4. M. B soutient, pour la première fois devant la Cour, que la mesure d'éloignement litigieuse a été prise en méconnaissance des dispositions précitées, dès lors qu'il est dépendant aux opiacés et que son traitement, qui consiste en la prise d'un médicament de substitution, le Subuxone, ayant pour base active la buprénorphine n'est pas disponible en Géorgie, son pays d'origine. Toutefois, en se bornant à produire un certificat médical établi par Mme C, psychiatre addictologue, attestant que M. B est régulièrement suivi dans le service psychiatrie générale et addictologie de l'Assistance Publique - Hôpitaux de Marseille et qu'il est sous Subuxone, ainsi qu'un article issu du site internet de l'association P.I.S.T.E.S dans lequel, contrairement à ce que soutient le requérant, il n'est fait aucune mention relative à la disponibilité en Géorgie des traitements de substitutions aux opiacés, M. B ne justifie pas, d'une part, des conséquences d'une exceptionnelle gravité qui seraient induites par le défaut de prise en charge de son addiction, ni, d'autre part, ne pouvoir bénéficier effectivement du traitement substitutif afférent en Géorgie. Il s'ensuit qu'il n'est pas fondé à soutenir qu'il est au nombre des étrangers ne pouvant faire l'objet d'une obligation de quitter le territoire français en vertu des dispositions du 9° de l'article L. 611-3 du code de l'entrée et du séjour des étrangers et du droit d'asile. Dès lors, le moyen tiré de l'erreur de droit qu'aurait commise le préfet à ce titre doit être écarté.

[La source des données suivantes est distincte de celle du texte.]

PR #1072, opened 2026-07-30
Fix an irreversible proposal in mvCollapseExpandFossilBranch

milliescient:
## PR Type
- 🐛 Bug Fix

## Summary
`mvCollapseExpandFossilBranch` starts its proposal window at the taxon's maximum age, which might not contain the parent node's age. This means a collapse move can move to a state that can't be reversed by an expand move. Using the tip age instead makes the move reversible. I regenerated the `test_FBD` and `test_BDSTP` output because the old ones are based on the irreversible proposal.

## Context
A fossil with an uncertain age isn't restricted to it's maxium age. The tip age is sampled anywhere in `[min, max]` and the parent can be any age older than the tip. With a degenerate range (`min == max == tip age`) the bounds coincide, which is why this is invisible for fossils with fixed ages.

## Testing
I added a counter to `collapseBranch` on an otherwise unmodified build of `development`, recording how often the stored parent age fell below `min_age`, and ran the existing suite. Those are the collapses expand cannot reverse.

| script | collapses | unreachable | worst gap |
|---|---|---|---|
| `FBD_dating` | 236 | 69 (29%) | 4.45 |
| `FBD_dating_ex3` | 201 | 59 (29%) | 4.65 |
| `FBDP` | 51 | 27 (53%) | 8.32 |
| `FBDP_fossil_tip_age_uncertainty` | 33 | 7 (21%) | 7.08 |
| `mvFossilTimeSlideUniform_multiple_runs` | 17 | 8 (47%) | 12.05 |
| `mvFossilTimeSlideUniform_checkpointing` | 26 | 4 (15%) | 3.53 |
| `BDSTP` | 36 | 7 (19%) | 3.98 |
| `FBD_no_degree_3_nodes` | 1812 | **0** | |
| `FBD_one_parameter_skyline` | 696 | **0** | |
| `test1` | 672 | **0** | |

The three reporting zero are the scripts whose fossils have min_age=max_age.

## Checklist
  
  The existing FBD and BDSTP tests already use this move on tip-age-uncertainty data. Their output is regenerated here.

### AI/LLM Assistance
- [x] I used an AI/LLM tool to assist with this PR: Claude Code (Opus 5) wrote the counter used for the table above and drafted the two-line fix. I checked the reversibility argument and the regenerated output myself.
      - *I am the primary author of the PR cover letter (e.g. it wasn&#x27;t AI/LLM generated).*


bredelings (approved):
This looks good, thanks for finding this!

It is scary that we had bugs in an operator like this!

PR #1073, opened 2026-07-30
Do not abort when the slice sampler cannot locate the slice

milliescient:
## PR Type
- 🐛 Bug Fix

## Summary
`search_interval` calls `std::abort()` when it can't find a non-empty slice, killing the process.

This falls back to `x0` instead. The function asserts `g(x0) >= logy` on entry, so `x0` is by definition inside the slice, and returning it simply rejects the move. The loop leaves the variable at the last rejected trial point, so `g(x0)` restores it first. A warning is issued once per run. The step limit is down from 200 to 100 per review.

The other `std::abort()` in this file is in a debug-only check and I left it alone.

## Testing
Full suite passes locally (72/72) and in CI.

## Checklist
  I've added a test that demonstrates the abort failure. I filed it under `test_FBDR` because a forthcoming update to the FBDR code will supersede it.

### AI/LLM Assistance
- [x] I used an AI/LLM tool to assist with this PR: Claude Code (Opus 5) wrote the fallback. I checked that the assertion it relies on actually holds.


bredelings:
This seems correct.  Two questions:
* did you actually hit this in practice?  I've seen it occur when the initial point is really really close to one boundary, like the interval is [0,1], and x0=1e-200.  This can be an indication that the move is operating on the wrong scale -- I changed the case I ran into to operate on the log scale.
* should we set the maximum number of iterations to 50 or 100, instead of 200, since we no longer have to worry about aborting? I suspect yes.
* should we only print this message when option "logMCMC" is set to 1 or higher? If we set the number of iterations to a lower number, the warning would occur more often.  Since this is not a bug, I think we should probably not alarm the user.

milliescient:
> * did you actually hit this in practice?  I've seen it occur when the initial point is really really close to one boundary, like the interval is [0,1], and x0=1e-200.

I ran into this very frequently when anayzing single-taxon data with the piece-wise constant FBDR. I am currently running lots of simulations for calibration/validation that can produce hundreds of single-taxon replicates, so this was blocking my validation pipeline.

But I looked into this more carefully, and I discovered this is actually related to the bug in #1074... I can't reproduce the slice sampler crash after fixing the matrix index bug. Basically, a wrong matrix index was causing the slice sampler to use a stale cached value for g(x0), so the sampled height y could sometimes land above the true maximum, yielding an empty slice.

In this case, alerting the user is correct, but the uninformative std::abort() was not very helpful to me tracking down the bug. I still think this fix is probably the robust answer, since there might be numerical edge cases that aren't as easily resolved... but I could see an argument against silencing what is probably an indication of a real error, if not one located in the slice sampler itself. Hence the warning.


> * should we set the maximum number of iterations to 50 or 100, instead of 200, since we no longer have to worry about aborting? I suspect yes.

Sure that is fine. I cut it down to 100. An empty slice never succeeds at any cap, so a lower bound just gets there cheaper.

> * should we only print this message when option "logMCMC" is set to 1 or higher? If we set the number of iterations to a lower number, the warning would occur more often.  Since this is not a bug, I think we should probably not alarm the user.

Hmm. Not sure about this one. The warning would have surfaced a real likelihood-caching bug in my case.

bredelings:
So, it used to be that the slice sampler was the main way to catch incorrect-likelihood-caching bugs :sweat_smile:.  And we had so many of these bugs that the slice sampler was hard to use.  I added the logMCMC=1/2/3 and debugMCMC=1 options mainly to introduce other ways to find the bugs!

Maybe for now we should leave the message visible without specifying any logging, but add an additional line saying that this MIGHT be an indication that there is a likelihood-caching bug?

The case where I was this error was where the starting interval was like [0,10], and the initial x was like 1.0e-200.  The slice sampling shrinks the search interval by a factor of 2 about every 4 iterations, but 200 iterations wasn't enough to shrink the search interval from [0,10] to [0,1.0e-200].  So in this case (i) the slice sampler failed to move and (ii) it was NOT a bug.

Hmm... let me think about whether we can modify the message to distinguish the its-a-bug and the not-a-bug cases.  If think if f(x0) is large enough, then it is not a bug.

bredelings:
OK, I pushed a change to show different messages depending on whether there is a real bug, or its just inefficient.  This is a quick stab at an improved error message, feel free to improve further.

src/core/moves/SliceSamplingMove.cpp
```diff
@@ -379,7 +380,42 @@ double search_interval(double x0,double& L, double& R, slice_function& g,double
...
+    // In a debug build the asserts above will fire, but in a release build we can get here.
+    // The slice as defined as the set of xs where g(x) >= y = g(x0)*U, where U~Uniform(0,1).
+    // If gx0 < logy, then g(x0) has changed since we first evaluated it, which means that
+    // (i) there is a likelihood caching bug.
+    // (ii) no matter how small we shrink the slice, we will never find anything, and
+    static int warned_err = 3;
+    if (gx0 < logy and warned_err > 0)
+    {
+        RBOUT("Warning: slice sampled failed to locate the slice because of a");
+        RBOUT("         because of a likelihood caching bug in a different move.");
```
davidcerny: It looks like the words "because of a" are accidentally repeated here

tests/test_mvSlice/scripts/slice_degenerate.Rev
```diff
@@ -0,0 +1,15 @@
+# A conditional far narrower than the slice sampler's starting window: shrinking from the
+# window down to the slice takes many more than the 200 steps the search allows. The sampler
+# should keep the current value and carry on rather than abort the process.
```
davidcerny, line 3: This is a nice test, but I wouldn't place it in a subdirectory called "test_fbdr", since the script doesn't actually include `dnFBDRP` / `dnFBDSP`. We already have a "[test_mvSlice](https://github.com/revbayes/revbayes/tree/development/tests/test_mvSlice)" subdirectory, which might be a better place for this test.

davidcerny (changes requested):

davidcerny (approved):

davidcerny:
One last question: why does the line "Future warnings like this are suppressed" only get printed after the third warning, rather than the first one?

bredelings:
I'm not completely sure I follow.  Do you mean, why does it print three warnings before suppressing future warnings?

davidcerny:
Yes, exactly. I was referring to the test script but didn't make that clear; apologies.

I could understand it if each warning was generated by a different instance of `mvSlice` working on a different parameter, but that's not the case here.

bredelings:
If the three warnings all occur in the first iteration, it tells you that this is happening very frequently.  But if they occur in iterations 10, 100, and 1000, then it tells you that it is not happening so frequently.

Also, if you enable the logMCMC options, then the location of the three messages should tell you which parameter is being altered.  It wasn't clear how to access that information from inside the move, but maybe it could be done.

We could also change 3 -> 10, which would give a clearer picture.  I presume that continual warnings would seem more like spamming the log.

:man_shrugging: I don't have strong feelings about it.  We could also disable the limiting if logMCMC or debugMCMC is turned on.

davidcerny:
Ah – that all makes sense; thanks for the explanation. The test script doesn't include a screen monitor, but a real-world analysis presumably would, and this would allow drawing the distinction you describe (the three warnings all popping up in the same iteration vs. spread over a large number of iterations).

I don't really think any changes are required, so let's merge this!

5. En second lieu, si M. B persiste à soutenir que l'obligation de quitter le territoire dont il fait l'objet méconnaît les stipulations de l'article 8 de la convention européenne de sauvegarde des droits de l'homme et des libertés fondamentales et est entachée d'erreur manifeste d'appréciation, en se prévalant de sa date d'entrée en France en 2017, sans toutefois en justifier, ainsi que des motifs allégués de son départ de Géorgie, il ne produit devant la Cour, pas plus qu'il ne l'a fait devant le premier juge, aucun élément relatif à sa situation personnelle et familiale, hormis le certificat médical mentionné au point précédent, de nature à permettre de considérer qu'en prenant la décision litigieuse, le préfet aurait porté à son droit au respect de sa vie privée et familiale une atteinte disproportionnée au regard des buts en vue desquels elle a été prise. Dans ces conditions, le moyen tiré de la méconnaissance des stipulations susmentionnées de la convention européenne de sauvegarde des droits de l'homme et des libertés fondamentales doit être écarté, ainsi que, pour les mêmes motifs, celui tiré de l'erreur manifeste d'appréciation commise à cet égard.

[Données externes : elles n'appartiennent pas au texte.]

PR #1074, opened 2026-07-30
Fix and extend the matrix element moves

milliescient:
## PR Type
- 🐛 Bug Fix
- 🆕 New Feature

## Summary
`mvMatrixElementScale` and `mvMatrixElementSlide` flatten the touched element index by the row count instead of the column count, so the wrong element is reported as touched on a non-square matrix. This fixes that, adds optional `row` and `col` arguments to confine either move to one line.

## Context
The moves report which element changed through `addTouchedElementIndex` so downstream nodes can recompute them. `indexa` is a row index and `indexb` a column index, so the element index is `row * nColumns + column`, but both moves multiplied by the row count. On a square matrix the counts agree and so the math is correct but only by accident. This covers most current usage such as rate and correlation matrices. The non-square case arises for `dnFBDRP`, whose value is an `ntaxa` by 2 matrix of speciation and extinction times.

## Approach
Multiply by the column count. Separately, `row` and `col` are optional 1-based arguments on Scale and Slide. Omitting them gives the default behavior. The two `dnFBDRP` columns represent speciation and extinction times, and cannot be clamped separately. This gives us a way to sample them independently.

## Testing
Full suite passes locally (72/72) and in CI.

## Checklist
  No existing distribution uses a non-square martrix except `dnPhyloBrownianMultivariate` and `dnFBDRP`. The former seems to be dead code, and the latter will be revived in a forthcoming PR that depends on this one. So the index fix is not reproducible in the current test suite.

### AI/LLM Assistance
- [x] I used an AI/LLM tool to assist with this PR: Claude Code (Opus 5) spotted the row/column mix-up and drafted the swap move. I verified the index arithmetic and exercised the Rev interface myself.


bredelings:
This seems good overall.  I'd recommend changing the restrict_row and restrict_column entries to `std::optional<int>`, instead of using `0` as a special value indicating that they are unset.

bredelings (approved):
Thanks, looks good.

En ce qui concerne la décision fixant le pays de sa destination :

6. M. B, qui soutient que la décision litigieuse méconnaît les stipulations de l'article 3 de la convention européenne de sauvegarde des droits de l'homme et des libertés fondamentales, en faisant également valoir que la décision a été prise en méconnaissance des dispositions de l'article L. 513-2 du code de l'entrée et du séjour des étrangers et du droit d'asile, doit être regardé comme se prévalant des dispositions équivalentes, alors applicables, de l'article L. 721-4 de ce code. Toutefois, il convient d'écarter ces moyens qui avaient été précédemment invoqués devant le premier juge et à l'appui desquels, devant la Cour, le requérant reprend purement et simplement l'argumentation développée devant ce dernier, par adoption des motifs retenus par le magistrat désigné au point 12 de son jugement, le requérant n'établissant pas en appel, pas plus qu'il ne l'a fait devant lui, la réalité des craintes qu'il soutient encourir en cas de retour dans son pays d'origine.

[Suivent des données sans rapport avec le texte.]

PR #1075, opened 2026-07-30
Reject unparseable numeric fields in taxon files

milliescient:
## PR Type
- 🐛 Bug Fix

## Summary
`TaxonReader` converts the numeric taxon fields with `stringstream >> value` and never checks whether it succeeded, so a garbage value silently produces a wrong number. This bug fix parses them with `strtod` instead, requiring the whole field to be consumed, and if it fails it reports the field and line number. It also now accepts `Inf`, which is a natural way to write an occurrence whose age has no upper bound.

## Context
A typo like `3.O`, with a letter O instead of a zero, extracts `3.` as 3.0 and stops at the `O`. The taxon silently gets a minimum age of 3.0 and the analysis runs on it. A field that fails to extract at all yields 0 instead, and `min_age` and `max_age` are declared uninitialized, so the value is indeterminate if nothing is ever assigned.

## Additional notes
Also adds a warning when a row gives `count = 0` together with `max_age > 0`, which says the taxon has no occurrences while also placing one in the past. Happy to split it out if you would rather keep this to the parsing change.

## Testing
Full suite passes locally (73/73). This is the change most likely to break an existing test, since it turns previously-silent parse failures into hard errors, so a clean run means nothing relied on the old behaviour.

## Checklist
  I've added `tests/test_io/scripts/taxon_reader_err.Rev`, using the `## continue-on-error` mechanism. It covers both cases from the Context section, a field that silently parsed as the wrong number and one that silently parsed as 0, plus `Inf` as an upper bound.

### AI/LLM Assistance
- [x] I used an AI/LLM tool to assist with this PR: Claude Code (Opus 5) drafted the `strtod` parsing. I checked the failure cases against the old behaviour myself.

### DIFF
--- a/src/core/io/TaxonReader.cpp
+++ b/src/core/io/TaxonReader.cpp
@@ -20,38 +20,34 @@
 using namespace RevBayesCore;
 
 
-namespace {
+/**
+ * Parse a numeric field, requiring the whole field to be consumed.
+ *
+ * Deliberately not `stringstream >> double`, which yields 0 for a field that does not parse
+ * and reports it only through failbit, and which does not recognize "Inf" -- a taxon file may
+ * use that for an occurrence whose age has no upper bound.
+ *
+ * \param[in]    s        The raw field.
+ * \param[in]    field    Field name, for the error message.
+ * \param[in]    line     1-based line number in the file, for the error message.
+ */
+double RevBayesCore::parseNumericField(const std::string &s, const std::string &field, size_t line)
+{
+    const char *begin = s.c_str();
+    char *end = NULL;
 
-    /**
-     * Parse a numeric field, requiring the whole field to be consumed.
-     *
-     * Deliberately not `stringstream >> double`, which yields 0 for a field that does not parse
-     * and reports it only through failbit, and which does not recognize "Inf" -- a taxon file may
-     * use that for an occurrence whose age has no upper bound.
-     *
-     * \param[in]    s        The raw field.
-     * \param[in]    field    Field name, for the error message.
-     * \param[in]    line     1-based line number in the file, for the error message.
-     */
-    double parseNumericField(const std::string &s, const std::string &field, size_t line)
+    double v = std::strtod(begin, &end);
+
+    // strtod skips leading whitespace; skip trailing before checking for leftovers
+    while ( *end == ' ' || *end == '\t' || *end == '\r' || *end == '\n' ) ++end;
+
+    if ( end == begin || *end != '\0' )
     {
-        const char *begin = s.c_str();
-        char *end = NULL;
-
-        double v = std::strtod(begin, &end);
-
-        // strtod skips leading whitespace; skip trailing before checking for leftovers
-        while ( *end == ' ' || *end == '\t' || *end == '\r' || *end == '\n' ) ++end;
-
-        if ( end == begin || *end != '\0' )
-        {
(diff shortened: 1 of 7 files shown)


davidcerny (commented):
Thank you for this and all your other recent contributions, @milliescient! This looks like a fairly straightforward fix, so I'd be happy to approve it.

Note that we now have a mechanism for tests that are expected to throw an error: you just need to put `## continue-on-error` in the first line of the script. (See [here](https://github.com/revbayes/revbayes/blob/development/tests/test_newick/scripts/newick_err.Rev) for an example.) It might be nice to add such a test, which silently produces an incorrect number on development but throws an error on this branch. The [I/O subdirectory](https://github.com/revbayes/revbayes/tree/development/tests/test_io) might be a natural place for it.

src/core/io/TaxonReader.cpp
```diff
@@ -16,6 +20,41 @@
...
+        if ( end == begin || *end != '\0' )
+        {
+            throw RbException() << "Could not parse \'" << s << "\' as a number in the \"" << field
+                                << "\" field on line " << line << " of the taxon definition file.";
+        }
+
+        return v;
+    }
+
+}
```
davidcerny: I noticed that AI agents often prefer to enclose helper functions in their own namespaces, as opposed to declaring them in the header file... is there any reason for this? I think declaring the function in `TaxonReader.h` might be cleaner.

bredelings: Yeah, I see this too, and it looks odd.  I think this puts the function in a namespace with a secret name so that it is only observable from within this file.  Presumably this is because the AI agents have a strong tendency to prefer "preserve current behavior", just in case something goes wrong if current behavior changes?  Even though the existing codebase has no other calls to parseNumericField...

But often if the function is worth introducing, it is worth sharing.  So putting the function in TaxonReader.h seems like a good idea to me too.

milliescient: Thank you very much guys! That's a good catch on the namespace quirk that I hadn't noticed. I can take care of that. I appreciate all the work you've put into making the PR-template for AI-assisted revisions and everything. It's very important as these tools are not leaving my workflow anytime soon. I tried to conform as closely as possible, but I'm sure there'll be an eensy bit of a learning curve. I figured a few easy PR bug fixes would be a good way to get my feet wet and reintroduce myself here. I'm working on a big overhaul/revival of the FBDR code and I want to make sure everything is squeaky clean going into that.

milliescient: I asked about the namespace and here was Claude's explanation: "An unnamed namespace gives internal linkage, which is the standard C++ idiom for a translation-unit-local helper — it keeps the symbol out of the object file and lets the compiler inline freely."

davidcerny (approved):
Hmm, I might prefer to make `parseNumericField()` a member function of `TaxonReader`, rather than let it freely float in the `RevBayesCore` namespace. Alternatively, if the idea is that classes other than `TaxonReader` might want to make use of this function too, I'd prefer to put it in a more logical place – e.g., `StringUtilities`.

Other than that, this looks good to me.

src/core/io/TaxonReader.cpp
bredelings: In other words, Claude can make identically named helper functions in multiple different files without causing a linker errors :joy:

PR #1076, opened 2026-07-31
MCMC fixes

### LINKED ISSUE #123: Feature request: Generalized distancs with dnPhyloBrownianREML

bredelings:
## Summary
This PR fixes some MCMC issues of two different types.
* in the first type, we create nonsensical trees, such as trees where a node has two sampled-ancestor tips, or where a parent is younger than a child.  These proposals are rejected, because the resulting trees have probability zero, but we really shouldn't create them in the first place.
* in the second type, the moves are not reversible.

## Context 
* In CollapseExpandFossilBranchProposal, don't collapse a node whose sibling is already a sampled ancestor.
* In FNPR and GibbsPR, don't try to attach to a branch where the parent is younger than the moved node.
* In FNPR and GibbsPr, don't prune a subtree whose sibling is a sampled-ancestor, because the reverse move requires attaching below a tip, which is not supported.
* In FossilTipTimeSlideUniform, skip the proposal if the interval has a max_age < min_age
* In NarrowExchange and NNI, don't create a node with two sampled-ancestor-tips as children.
* In NarrowExchange and NNI, when one of the two swapped nodes is a sampled-ancestor tip, set its age to the age of the parent when we propose and when we restore.
* In SubtreeScaleProposal, we need to avoid scaling a node below the age of its oldest descendant tip.

## TODO before merging
I have not regenerated the test output yet.

## Checklist
- [ ] I have added or updated tests for this change, or explained why they are not needed.
- [ ] I have added or updated documentation where necessary.


davidcerny:
Note that [`FossilSiteTimeSlideUniformProposal.cpp`](https://github.com/revbayes/revbayes/blob/development/src/core/moves/proposal/tree/FossilSiteTimeSlideUniformProposal.cpp) might also benefit from the changes made to [`FossilTipTimeSlideUniformProposal.cpp`](https://github.com/revbayes/revbayes/blob/development/src/core/moves/proposal/tree/FossilTipTimeSlideUniformProposal.cpp).

davidcerny:
Ah, so it turns out that `mvFossilSiteSlideUniform` was already throwing an exception in that situation – but a different one that didn't allow the move to be skipped:

https://github.com/revbayes/revbayes/blob/662380636aea7fba0303fb99dc5f2ca756acd53c/src/core/moves/proposal/tree/FossilSiteTimeSlideUniformProposal.cpp#L213-L216

I've modified it to unify the behavior across all three fossil tip age moves.

davidcerny (approved):
I went over these changes, and they all make sense to me. It looks like maintaining the reversibility of the `mvCollapseExpandFossilBranch` move in particular is harder than it seems, as the same concern is also addressed by PR #1072 in what is – as far as I can tell – an additional and unrelated fix.

PR #1077, opened 2026-07-31
Parse lines with more than 8192 characters

### LINKED ISSUE #162: [BUG] Error loading topological constraints above a certain number of species

davidcerny:
## PR Type
- Bug Fix

## Summary
In [`lex.yy.cpp`](https://github.com/revbayes/revbayes/blob/development/src/revlanguage/parser/lex.yy.cpp), we specify `YY_READ_BUF_SIZE` to be 8192, which currently places a hard limit on the length of single-line Rev commands we can parse. Although we can arbitrarily increase this limit, the real solution is to place no upper bound on the length of parsable lines at all – while also preserving existing functionality such as parsing commands distributed across multiple lines. This PR accomplishes this goal by converting `YY_READ_BUF_SIZE` to a chunk size cap rather than line length cap.

## Approach
When a Rev line exceeds the buffer length, we no longer let the parser append a synthetic newline character, which previously caused the lexical analyzer to think that the command ended mid-token. Instead, we return the chunk and call `YY_INPUT` again to grab the rest of the command.

## Additional notes
@bredelings noted in #162 that he had found a way to handle unlimited Rev line lengths, but that it had broken multiline commands. The solution proposed here has been carefully checked to avoid this pitfall.

## Testing
I added a new test: [`test_parser/scripts/Test_ultra_long_line.Rev`](https://github.com/revbayes/revbayes/blob/ultra-long-lines/tests/test_parser/scripts/Test_ultra_long_line.Rev).

## Relevant issues
Fixes #162.

## AI/LLM Assistance
I used Cursor Grok 4.5 to fix the issue. I personally understand the submitted changes and take responsibility for their correctness, style, and maintainability.


basantakhakurel (approved):
Looks good. Thanks!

7. Il résulte de ce qui précède que la requête d'appel de M. B, qui est manifestement dépourvue de fondement, au sens des dispositions du dernier alinéa de l'article R. 222-1 du code de justice administrative, doit être rejetée, en application de ces dispositions, y compris ses conclusions aux fins d'injonction et celles présentées au titre de l'article L. 761-1 du code de justice administrative et de l'article 37 de la loi du 10 juillet 1991.

O R D O N N E :

Article 1er : La requête de M. B est rejetée.

Article 2 : La présente ordonnance sera notifiée à M. A B et à Me Carmier.